As kids grow, they have more opportunities to make decisions. At first, a small choice between cookie and ice cream may seem simple, says Dr. David Rosenberg, a psychiatrist with Children’s Hospital of Michigan in Detroit. But as time goes on, small choices can become more overwhelming, triggering uncertainty and, for some, a nagging case of the “shouldas.” Why can this affect kids so strongly? Rosenberg has insights and solutions.

Reasons

Rosenberg says children begin to overly second guess themselves as early as 3-4 years old. In these younger tykes, it’s likely due to their lack of development, he says. As new choices pop up, they may experience information overload.
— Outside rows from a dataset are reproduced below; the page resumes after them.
Issue #23, opened 2025-01-06
Bug: You can add a blue potion to a red potion shop and it makes it a red potion (McCay, Charlotte, Shawn) 


Mcray3000:
When I ran out of red potions and added a blue potion to my stand it became red. This does the same in reverse, i.e. adding a red potion to a blue stand turns the red potion into a blue one.

jackalnom:
good one...

PR #69, opened 2025-01-12
Fix: Restrict Potion Stands to Accept Only Matching Potion Types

That can be overwhelming, possibly leading to uncertainty.

Later, children may feel a sense of insecurity. “When deciding between something they want to do, and something that they think they should be doing, children become flustered, leading to excessive second guessing,” Rosenberg says.

Many kids internalize pressure from parents, teachers and peers to make “the right choice.” Their brains flutter back and forth trying to fulfill others’ expectations.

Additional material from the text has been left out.